Indonesiasurya.com || Kupang - Dekranada Provinsi NTT mengelar Parade Tenun “NTT Berwarna 2025” dengan tema “Tenun, Cinta, dan Budaya untuk Ibu Pertiwi” dalam suasana gembira tersebut Gubernur NTT Melki Laka Lena serukan stop kekerasan terhadap perempuan dan anak serta pencegahan HIV/AIDS
Acara yang digelar dalam rangka HUT ke-67 Provinsi Nusa Tenggara Timur dan Hari Ibu Nasional 2025, Sabtu 13 Desember 2025. mengusung subtema “Merajut Harmoni dalam Kreativitas dan Keberagaman”
Dekranasda Provinsi bersama Tim Penggerak PKK Provinsi NTT menjadi motor utama kegiatan melibatkan. 22 kabupaten kota se-NTT.

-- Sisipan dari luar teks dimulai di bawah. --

PR #10435, opened 2025-05-02
feat: add deforestation in `Inliner`

jaschdoc:


jaschdoc:
@magnus-madsen initial review?

magnus-madsen:
The code can be improved; but I think this is "nice to have" so lets wait a bit until we have a better grip on the other things.

magnus-madsen:
I looked through some generated code. I did not really see any examples of code that would benefit from deforestation-- except for one specific case: when we use records as "labelled arguments". However, that is somewhat rare.

PR #10436, opened 2025-05-02
fix: ignore completion duplication check for vars

stormckey:
An attempt to eliminate duplicate keyword completions.

### DIFF
--- a/main/src/ca/uwaterloo/flix/api/lsp/provider/CompletionProvider.scala
+++ b/main/src/ca/uwaterloo/flix/api/lsp/provider/CompletionProvider.scala
@@ -39,18 +39,18 @@ import ca.uwaterloo.flix.language.errors.{ParseError, ResolutionError, TypeError
 object CompletionProvider {
 
   def autoComplete(uri: String, pos: Position, currentErrors: List[CompilationMessage])(implicit root: Root, flix: Flix): CompletionList = {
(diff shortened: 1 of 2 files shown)


stormckey:
This strategy works! let me clean up.

stormckey:
I think the failure is irrelevant?

magnus-madsen:
Any reason not to look on the specific line?

magnus-madsen:
Did you test this PR a bit manually to see that it works well?

stormckey:
> Did you test this PR a bit manually to see that it works well?

Sadly, it doesn't work that well, let me give you several example:

image

Here the unexpected token is selected, since it's just over the "."

image

Here we choose the rc part instead of the reg part, since that is closer to the cursor.

I would say it's not a good idea to introduce this selection, we'll lost a lot of suggestions.

And I am not sure if we can completely determine the error just from the position.

How about my former suggestion to collect keywordCompleters into a set, call them in one place and then deduplicate them?

magnus-madsen:
Did you consider other definitions of nearest?

magnus-madsen:
Can we fix the CI meanwhile - e.g. by just ignoring the test etc?

stormckey:
> Can we fix the CI meanwhile - e.g. by just ignoring the test etc?

The error is just from No duplicated completions, we can ignore that.

stormckey:
We can change this PR to just ignore the test if you wish.

magnus-madsen:
Let's ignore for now

PR #10438, opened 2025-05-02
feat: Optimize enum wrappers

JonathanStarup:
An enum wrapper is something like `Set`, where it has **one** case with **one** term.
```
enum Set[t](RedBlackTree[t, Unit])
```
Why even have `Set`? Let's delete it and use `RedBlackTree` directly!

# When in the compiler?
- Trait instances are decided based on the enum, not the inner type, so it should be after `Monomorpher` where those are resolved.
- Erasure needs to know about wrappers potentially becoming primitive types, so it should be before `Eraser`/`Reducer`.

# When can it be done?
There are some scenarios where wrappers cannot just be deleted.
- **Recursive**: If the wrapper mentions its own type directly, e.g. `enum E(List[E])`. If we try to remove the type `E`, we would get `List[List[List[..]]]` infinitely - not good.
- **Mutually recursive:** Similarly if the wrapper mentions itself through other wrappers, it is not good, e.g. `enum E(A)` and `enum A(E)`. This leads to infinite types again. Note that you can remove one of the two wrappers, so there are some design choices about when and how.
- **Partial Type:** for `enum E[t, ef](t -> t \ ef)`, if someone uses the type `E[t]`, we cannot directly remove it. We can conceptually transform `E[t]` into a type function `ef ==> t -> t \ ef`, but we do not have that (currently).

## Design Considerations
Sometimes, wrapper enums cannot be optimized, as described above. So, what should we do for the user?
- **hint:** We could give a hint message that the wrapper is not optimized
- **opt-in optimization:** We could have a contract that `@optimize` enums must be optimized and give errors if not able to
- **opt-out optimization:** We could error for wrappers that cannot be optimized unless annotated by `@Unoptimized`

These choices would mean that a frontend phase checks the conditions that allow/disallow optimization.

# Issues

## Native `toString`
`ToString.toString` works perfectly since it relies on instances, but native versions like `dbg!` and `"%{..}"` will observe that the wrappers are not present anymore

## Typematch
```
enum Wrap(Int32)
def main(): Unit \ IO = typematch Wrap(42) {
    case x: Wrap     => println("wrap")
    case x: Int32    => println("int32")
    case _: _        => println("other")
}
```
This program correctly prints `wrap` since typematch is resolved in `Monomorpher`. But what about a more indirect situation.
```
import java.lang.Object
enum Wrap(Int32)
def main(): Unit \ IO = typematch Wrap(42) {
    case v: Bool    => println("bool")
    case v: Char    =>  println("char")
    case v: Int8    =>  println("int8")
    case v: Int16   =>  println("int16")
    case v: Int32   =>  println("int32")
    case v: Int64   =>  println("int64")
    case v: Float32 =>  println("float32")
    case v: Float64 =>  println("float64")
    case obj: _     => println(unchecked_cast(obj as Object).toString())
}
```
Normally, we would be certain that anything that reaches the end must be a non-primitive type. But in this case `Wrap` goes to the bottom case and is resolved in the monomorpher. Then `Wrap` is converted into `Int32` by the optimizer, which makes the `unchecked_cast` result in invalid bytecode :( Very sad. The naive solution, to have `Wrap` match the case of `int32` is also not great since we then cannot have the sensible typematch in the first example.

One possible solution is a new construct specifically for JVM reflection (#10446)

## How often can these be optimized?
The most notable enums in the standard library are `Set`, `Map`, `StringBuilder`, and `Fixpoint.Ast.Datalog.VarSym`.
<details>
<summary> The following enums are optimizable wrappers in the standard library: </summary>

- Concurrent.Condition
- Concurrent.CyclicBarrier
- Concurrent.ReentrantLock
- DelayMap
- Down
- Fixpoint.Ast.Datalog.VarSym
- Fixpoint.Ast.PrecedenceGraph
- Http.Response
- Identity
- Map
- MultiMap
- MutDisjointSets
- ProcessHandle
- Regex.Matcher
- SemiGroup.All
- SemiGroup.Any
- Set
- StringBuilder
- Time.Duration
- Time.Instant

</details>

### Compile time
`Xperf --n 50` went from 72.674 to 71.310 (-1.8 %)

### Run time

Our benchmarks do not use any of the optimized enums, so this result is probably just noise. I'd expect a Datalog benchmark to be more interesting.

| Benchmark | Master | PR | % speed up |
| --- | --- | --- | --- |
| InlinerFilterMap10k | 280572091 | 281539343 | +0.3 % |
| InlinerFilterMap10kOptimized | 254934342 | 256703816 | +0.7 % |
| InlinerMap10k | 508743549 | 527165793 | +3.6 % |
| InlinerMap10kOptimized | 292011855 | 328735342 | +12.6 % |
| List.filter | 488389542 | 542103541 | +11.0 % |
| List.filterMap | 297045669 | 334296876 | +12.5 % |
| List.foldLeft | 453653705 | 454165958 | +0.1 % |
| List.foldRight | 507760589 | 506814197 | -0.2 % |
| List.length | 235668654 | 236036851 | +0.2 % |
| List.map | 492098841 | 489013780 | -0.6 % |
| List.reverse | 241900948 | 241729198 | -0.1 % |


main/src/ca/uwaterloo/flix/api/Flix.scala
```diff
@@ -144,9 +144,6 @@ class Flix {
     // Reflect
     "Reflect.flix" -> LocalResource.get("/src/library/Reflect.flix"),
 
-    // Debug
-    "Debug.flix" -> LocalResource.get("/src/library/Debug.flix"),
```
JonathanStarup, line 148: This change is for typematch reasons

main/src/library/Debug.flix
```diff
@@ -105,6 +105,11 @@ mod Debug {
                 unsafe Arrays.deepToString(unchecked_cast(y as Array[Object, Static]))
             case y: Array[_, _] =>
                 unsafe Arrays.toString(unchecked_cast(y as Array[Object, Static]))
+            case y: Down[_] => stringify(coerce(y))
```
JonathanStarup, line 108: hacking typematch to work

main/src/library/Fixpoint/Boxable.flix
```diff
@@ -32,6 +32,31 @@ mod Fixpoint.Boxable {
         case v: Int64   => Boxed.BoxedInt64(v)
         case v: Float32 => Boxed.BoxedFloat32(v)
         case v: Float64 => Boxed.BoxedFloat64(v)
+        case v: Down[Bool]    => Boxed.BoxedBool(coerce(v))
```
JonathanStarup, line 35: hacking typematch to work

main/src/library/Fixpoint/Boxable.flix
```diff
@@ -73,6 +98,90 @@ mod Fixpoint.Boxable {
             case Boxed.BoxedFloat64(v)   => unchecked_cast(v as a)
             case _                       => unreachable!()
         }
+        case _: Proxy[Down[Bool]] => match x {
```
JonathanStarup, line 101: hacking typematch to work

magnus-madsen:
Did you accidentally merge the wrong branch? This seems to have the JvmReflect stuff in it too.

JonathanStarup:
> Did you accidentally merge the wrong branch? This seems to have the JvmReflect stuff in it too.

This requires JvmReflection. It's described in the main text, but the change of enum representation exposes a coupling of type match and jvm stuff that doesn't hold here.

magnus-madsen:
I assume that with the new MonoType and SimpleType we will need a clean design here?

JonathanStarup:
No. It's unchanged.

magnus-madsen:
I don't want a solution that introduces another typematch-like construct.

I just want a simple AST rewrite.

JonathanStarup:
> I just want a simple AST rewrite.

This is impossible because of type match. I've described it in the main issue but perhaps we can discuss it at the next Flix meeting?

mlutze:
> > I just want a simple AST rewrite.
> 
> This is impossible because of type match. I've described it in the main issue but perhaps we can discuss it at the next Flix meeting?

Adding to the meeting list.

magnus-madsen:
Closing -- but we are re-implementing this in small pieces.

PR #10441, opened 2025-05-03
feat: add lambda inlining heuristics

jaschdoc:
Callsite inlining of lambdas. I will add inlining of top level defs in another PR once this works.


jaschdoc:
We currently only have the heuristic on lambdas that if the body of a lambda is smaller than the call itself, then it is inlined. Combined with beta reduction this gives

```flix
def main(): Int32 = {
    let f = x -> x + 1;
    let g = x -> y -> z -> x + y + z;
    let h = f;
    (y -> (x -> h(x + 2))(3) + g(4)(5)(y) + (x -> f(x + 6))(7))(8)
}
```
becomes
```
def main(_unit$131086: Unit): Int32 = {
    add$131095(
        add$131095(
            add$131095(add$131095(3i32, 2i32), 1i32),
            add$131095(add$131095(4i32, 5i32), 8i32)
        ),
        add$131095(add$131095(7i32, 6i32), 1i32)
    )
}
```

Of course this is still a yes-instance / good case for the heuristic but it shows that it is actually quite effective in this instance.

magnus-madsen:
Do we close this?

PR #10443, opened 2025-05-03
refactor: remove null casting logic from `TypeReconstruction`

JonathanStarup:
This doesn't belong here and makes internal Asts nonwelltyped

### DIFF
--- a/main/src/ca/uwaterloo/flix/language/phase/Safety.scala
+++ b/main/src/ca/uwaterloo/flix/language/phase/Safety.scala
@@ -450,6 +450,9 @@ object Safety {
       )
 
       (Type.eraseAliases(from).baseType, to.map(Type.eraseAliases).map(_.baseType)) match {
+        // Allow all null casts
+        case (Type.Null, _) => ()
+
         // Allow casts where one side is a type variable.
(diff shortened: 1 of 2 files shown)


main/src/ca/uwaterloo/flix/language/phase/Safety.scala
```diff
@@ -450,6 +450,9 @@ object Safety {
       )
 
       (Type.eraseAliases(from).baseType, to.map(Type.eraseAliases).map(_.baseType)) match {
+        // Allow all null casts
+        case (Type.Null, _) => ()
```
JonathanStarup, line 454: This is clearly a bit weird, but this PR is a pure refactor - we can fix this in follow up work

magnus-madsen: What is the fix?

magnus-madsen (approved):

main/src/ca/uwaterloo/flix/language/phase/Safety.scala
JonathanStarup: Just that e.g. `unchecked_cast(null as Int32)` should probably also give a safety error

PR #10446, opened 2025-05-03
feat: JVM reflection

JonathanStarup:


magnus-madsen:
But now we need two constructs or what?

main/src/ca/uwaterloo/flix/api/Flix.scala
```diff
@@ -144,6 +144,7 @@ class Flix {
     "Reflect.flix" -> LocalResource.get("/src/library/Reflect.flix"),
 
     // Debug
+    "JvmReflection.flix" -> LocalResource.get("/src/library/JvmReflection.flix"),
```
mlutze, line 147: Should be under // Reflect instead of // Debug, right?

main/src/ca/uwaterloo/flix/language/phase/Monomorpher.scala
```diff
@@ -560,6 +560,54 @@ object Monomorpher {
           }
       }.get // This is safe since the last case can always match.
 
+    case LoweredAst.Expr.JvmReflection(exp, true, tpe, eff, loc) =>
```
mlutze, line 563: Does pattern matching allow doing `proxy = true` here?

main/src/ca/uwaterloo/flix/language/phase/Monomorpher.scala
```diff
@@ -560,6 +560,54 @@ object Monomorpher {
...
+      val e = specializeExp(exp, env0, subst)
```
mlutze, line 564: I know you are anti-comment, but a high-level comment of what's happening in each of these cases would be nice.

magnus-madsen:
I don't understand why we are introducing two features that can do similar things?

If typematch is more powerful then we should just keep that?

mlutze:
> I don't understand why we are introducing two features that can do similar things?
> 
> If typematch is more powerful then we should just keep that?

I'm hoping this will kill typematch...

main/src/ca/uwaterloo/flix/language/phase/Monomorpher.scala
JonathanStarup: sadly no :L I could add a enum for it.

JonathanStarup:
> I don't understand why we are introducing two features that can do similar things?

Halfway through answering, I realised one i sufficient - changed it now

> If typematch is more powerful then we should just keep that?

Typematch is broken and complicated - I'm just taking away one application of it that a) allows singleton enum optimization and b) makes space for other work to take away the remaining applications.

magnus-madsen:
I would like a write-up of what it is and why it is better.

JonathanStarup:
@magnus-madsen I've updated the main text. can we do it verbally if you want to discuss further?

PR #10449, opened 2025-05-04
feat: make `Input.equals` consistent

JonathanStarup:
Now equality follows the pattern of `Input.Text`

I can't figure out if equals/hashcode is used, but it should be consistent (we can also remove the override of `Input.Text`)

### DIFF
--- a/main/src/ca/uwaterloo/flix/language/ast/shared/Input.scala
+++ b/main/src/ca/uwaterloo/flix/language/ast/shared/Input.scala
@@ -54,17 +54,38 @@ object Input {
   /**
     * Represents an input that originates from the filesystem.
     */
-  case class TxtFile(path: Path, sctx: SecurityContext) extends Input
+  case class TxtFile(path: Path, sctx: SecurityContext) extends Input {
+    override def hashCode(): Int = path.hashCode()
+
+    override def equals(obj: Any): Boolean = obj match {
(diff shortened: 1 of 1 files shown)


main/src/ca/uwaterloo/flix/language/ast/shared/Input.scala
```diff
@@ -54,17 +54,38 @@ object Input {
...
 
   /**
     * Represents an input that originates from inside a package.
     */
-  case class FileInPackage(packagePath: Path, virtualPath: String, text: String, sctx: SecurityContext) extends Input
+  case class FileInPackage(packagePath: Path, virtualPath: String, text: String, sctx: SecurityContext) extends Input {
+    override def hashCode(): Int = packagePath.hashCode()
+
+    override def equals(obj: Any): Boolean = obj match {
+      case that: FileInPackage => this.packagePath == that.packagePath
```
mlutze, line 85: We don't care about the other fields here?

JonathanStarup: hmm i think not. Maybe we should just not override the equals method - I'm pretty sure its unused. It was just the one override in one case class that seemed wrong

mlutze:
Seems like this broke community builds?

JonathanStarup:
I give up

PR #10454, opened 2025-05-05
feat: add simple `ApplyDef` inlining

jaschdoc:


main/src/ca/uwaterloo/flix/language/phase/optimizer/Inliner.scala
```diff
@@ -181,18 +181,17 @@ object Inliner {
           Expr.ApplyClo(e1, e2, tpe, eff, loc)
       }
 
-    case Expr.ApplyDef(sym, exps, itpe, tpe, eff, loc) =>
-      val es = exps.map(visitExp(_, ctx0))
-      Expr.ApplyDef(sym, es, itpe, tpe, eff, loc)
+    case exp@Expr.ApplyDef(_, _, _, _, _, _) =>
+      callSiteInlineDef(exp, ctx0)
```
magnus-madsen, line 185: Can you move the code here?

Currently call this helper function just to pattern match again. We never use that pattern, instead we aim for structurally recursive functions.

main/src/ca/uwaterloo/flix/language/phase/optimizer/Inliner.scala
```diff
@@ -515,6 +514,37 @@ object Inliner {
...
+    !ctx0.currentlyInlining && !isRecursive(defn, sym0) && isDirectCall(defn)
+  }
+
+  /** Returns `true` if `defn.sym` is equal to `sym0` */
+  private def isRecursive(defn: OccurrenceAst.Def, sym0: Symbol.DefnSym) = {
+    defn.sym != sym0
+  }
+
+  /** Returns `true` if `defn` is marked as a direct call. */
+  private def isDirectCall(defn: OccurrenceAst.Def): Boolean = {
```
magnus-madsen, line 544: This is really just forwarding a call, so I am not sure if that is helpful.

main/src/ca/uwaterloo/flix/language/phase/optimizer/Inliner.scala
```diff
@@ -515,6 +514,37 @@ object Inliner {
...
+      val es = exps.map(visitExp(_, ctx0))
+      Expr.ApplyDef(sym, es, itpe, tpe, eff, loc)
+  }
+
+  /** Returns `true` if `defn` is not recursive and is either a higher-order function or is a direct call to another function. */
+  private def shouldInlineDef(defn: OccurrenceAst.Def, ctx0: LocalContext)(implicit sym0: Symbol.DefnSym): Boolean = {
+    !ctx0.currentlyInlining && !isRecursive(defn, sym0) && isDirectCall(defn)
+  }
+
+  /** Returns `true` if `defn.sym` is equal to `sym0` */
```
magnus-madsen, line 538: The comment does not match the implementation.

Also I dont understand the check.

main/src/ca/uwaterloo/flix/language/phase/optimizer/Inliner.scala
```diff
@@ -464,24 +463,24 @@ object Inliner {
...
+    *   exp
     * }}}
-    * where `symi` is the symbol of the i-th formal parameter and `exp'` is the body of the local def.
+    * where `symi` is the symbol of the i-th formal parameter and `exp` is the body of the function.
     *
     * Lastly, it visits the top-most let-binding, thus possibly removing the bindings.
     */
-  private def betaReduceLocalDef(exp: Expr.LocalDef, exps: List[Expr], loc: SourceLocation, ctx0: LocalContext)(implicit sym0: Symbol.DefnSym, sctx: SharedContext, root: OccurrenceAst.Root, flix: Flix): Expr = {
-    val bindings = exp.fparams.zip(exps).foldRight(exp.exp1) {
+  private def betaReduce(exp: Expr, exps: List[(FormalParam, Expr)], loc: SourceLocation, ctx0: LocalContext)(implicit sym0: Symbol.DefnSym, sctx: SharedContext, root: OccurrenceAst.Root, flix: Flix): Expr = {
```
magnus-madsen, line 482: Just so we are clear: This is not beta reduction.

This is creating an expression that let binds the formal arguments.

magnus-madsen: While it also visits the expression body.

main/src/ca/uwaterloo/flix/language/phase/optimizer/Inliner.scala
```diff
@@ -515,6 +514,37 @@ object Inliner {
     case _ => false
   }
 
+  /**
+    * Returns an inlined and beta-reduced version of `exp0.sym` if the [[shouldInlineDef]] predicate holds.
+    * Otherwise, returns an [[Expr.ApplyDef]] expression , where the subexpressions have been visited.
+    */
+  private def callSiteInlineDef(exp0: Expr.ApplyDef, ctx0: LocalContext)(implicit sym0: Symbol.DefnSym, sctx: SharedContext, root: OccurrenceAst.Root, flix: Flix): Expr = exp0 match {
+    case Expr.ApplyDef(sym, exps, _, _, _, loc) if shouldInlineDef(root.defs(sym), ctx0) =>
```
magnus-madsen, line 522: This should be inlined up into the bigger pattern match and then you can also drop the guard and just use a plain old if.

main/src/ca/uwaterloo/flix/language/phase/optimizer/Inliner.scala
jaschdoc: True, this is an error

magnus-madsen:
(Removed from queue- want to see test time first)

magnus-madsen:
@jaschdoc This simple PR seems to have already killed compiler performance-- so we will need to fix that first :)

PR #10473, opened 2025-05-06
feat: trim every possible number of chars in TestCompletionProvider

stormckey:
The test now fails when we try to trim more than 1 char. And the reason is also duplicate call to keyword completer.

Shall we also ignore this invariant for now?


stormckey:
> We should fix the problem :)

Yeah, but we've not decided the solution for this.

magnus-madsen:
What happens when we trim more than one char? Why does that cause the keyword completer to give duplicates?

stormckey:
The failure case is:
image

We have two errors that will trigger keywordCompleter, thus causing duplicate completions.

The PR that filter by the prefix can fix this specific one, but there is no guarantee that every time we trim the def to a few chars, the extra call to keywordCompleter will be filtered.

stormckey:
> Ah, you _completely remove it_. I was suggesting to consider all prefixes of length at least 1. So never an empty string

Ahh, I do consider that. But I am only ensuring the whole def (`List.range`) is not completely removed.

stormckey:
> > Ah, you _completely remove it_. I was suggesting to consider all prefixes of length at least 1. So never an empty string
> 
> Ahh, I do consider that. But I am only ensuring the whole def (`List.range`) is not completely removed.

But do you think testing no duplication over `List.` makes no sense here? Of course it makes no sense to test that over ""(nothing left). But we can see if we provide duplicate completions in `List.`

magnus-madsen:
I think the parser really struggles when a name is completely omitted. Maybe its OK for e.g. `Foo.`. But I propose to focus now on names that retain at least one char-- that way the program remains syntactically correct.

stormckey:
Now we will only try to trim on the name (namespace excluded) and we will keep at least on char for the name

magnus-madsen (approved):

PR #10476, opened 2025-05-06
feat: pass prefix to KeywordCompleter for filtering

### LINKED ISSUE #10466: `KeywordCompleter` should take an option with the prefix of the `UndefinedName` (if there is such as name)

stormckey:
fixes #10466

Note that in ExprKeyword I split the list into two parts to make sure each list is of the same type.

Or we can change the Completion types to keep things in one list.

### DIFF
--- a/main/src/ca/uwaterloo/flix/api/lsp/provider/CompletionProvider.scala
+++ b/main/src/ca/uwaterloo/flix/api/lsp/provider/CompletionProvider.scala
@@ -51,7 +51,7 @@ object CompletionProvider {
       HoleCompleter.getHoleCompletion(uri, pos).toList
     else
       errorsAt(uri, pos, currentErrors).flatMap {
-        case err: WeederError.UndefinedAnnotation => KeywordCompleter.getModKeywords(Range.from(err.loc))
+        case WeederError.UndefinedAnnotation(name, loc) => KeywordCompleter.getModKeywords(Some(name), Range.from(loc))
 
         case err: WeederError.UnqualifiedUse => UseCompleter.getCompletions(err.qn, Range.from(err.loc))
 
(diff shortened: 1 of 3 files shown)


magnus-madsen:
A few things:

- Let us not fuzzy match on keywords!
- If we have a qname `Foo.bar` we should not expect a keyword. Only if the qname has a single name should we call keyword completer.

main/src/ca/uwaterloo/flix/api/lsp/provider/CompletionProvider.scala
```diff
@@ -70,17 +70,20 @@ object CompletionProvider {
           val ident = err.qn.ident.name
           val qn = err.qn
           val range = Range.from(err.loc)
+          val keywordCompletions = if (qn.namespace.nonEmpty)
```
magnus-madsen, line 73: Did you not flip it around here?

main/src/ca/uwaterloo/flix/api/lsp/provider/completion/KeywordCompleter.scala
```diff
@@ -149,7 +146,12 @@ object KeywordCompleter {
       Completion.KeywordCompletion("without"     , range, Priority.Default),
       // Y
       Completion.KeywordCompletion("yield"       , range, Priority.Default)
-    )
+    ).filter(c => c.name.startsWith(name.getOrElse(""))) ++ List (
+      Completion.KeywordLiteralCompletion("false", range, Priority.Higher),
```
magnus-madsen, line 150: What is this? Why is it like this?

magnus-madsen: Let us add a field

Peserta parade secara resmi dilepas Gubernur NTT Melki Laka Lena didampingi Wakil Gubernur Johni Asadoma dari Halaman Kantor Gubernur NTT pukul 07.00 WITA.
Parade tenun melintasi jalur Car Free Day (CFD) Jalan El Tari dan berakhir di Halaman Rumah Jabatan (Rujab) Gubernur NTT.
Banyak busana tenun ikat dari 22 kabupaten/kota se-NTT ditampilkan
Berbagai instansi, lembaga, dan komunitas masyarakat, hadir dalam kegiatan tersebut.
Tampak hadir Ketua DPRD NTT Emi Nomleni, Ketua TP PKK/Ketua Dekranasda NTT Ny. Mindriyati A. Laka Lena, serta jajaran pimpinan perangkat daerah Pemprov NTT
Dalam sambutan Gubernur Melki menyebut tenun ikat bukan sekadar produk budaya, tetapi identitas dan kebanggaan masyarakat NTT yang diwariskan lintas generasi oleh para ibu penenun.
“Tenun adalah simbol ketekunan, kasih, dan doa mama-mama penenun" ungkap Laka Lena
Ini warisan yang harus kita jaga dan lestarikan, lanjutnya.
Selain promosi budaya, panitia juga menggalang dana kemanusiaan untuk korban bencana di Sumatera, serta menggaungkan kampanye stop kekerasan dan pencegahan HIV/AIDS.
Parade ditutup dengan tarian Ja’i bersama, pembagian door prize, serta pengumuman pemenang lomba parade dan maskot dari berbagai kategori instansi dan komunitas.
Sebelum parade, Gubernur Melki juga melepas Lomba Lari 5K Putra Putri SDK Don Bosco (PAPIDOS) sebagai bagian rangkaian HUT ke-67 Provinsi NTT.
Dia menyebut kegiatan olahraga menjadi sarana memperkuat kebersamaan sekaligus menjaring bibit atlet menuju NTT sebagai tuan rumah PON XXII bersama NTB.
“Kegiatan seperti ini penting untuk kesehatan, kebersamaan, dan mencari atlet-atlet muda potensial asal NTT,” pungkas Melki.